WHAT IS BEING ASKED: Below are records; work out how many of their lines contain "undefined" and give only that number.

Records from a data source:
PR #9095, opened 2025-02-12
Fix: Cannot read properties of undefined (reading 'width') in Video GT job

klakhov:
### Motivation and context

It seems that a regression was introduced during recent refactoring related to frame metadata. In a GT job created from a video, navigating through frames results in an error: *Cannot read properties of undefined (reading 'width').
gt_error

### Checklist

### License


cvat-core/src/server-response-types.ts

SOLUTION TO THIS PROBLEM: 2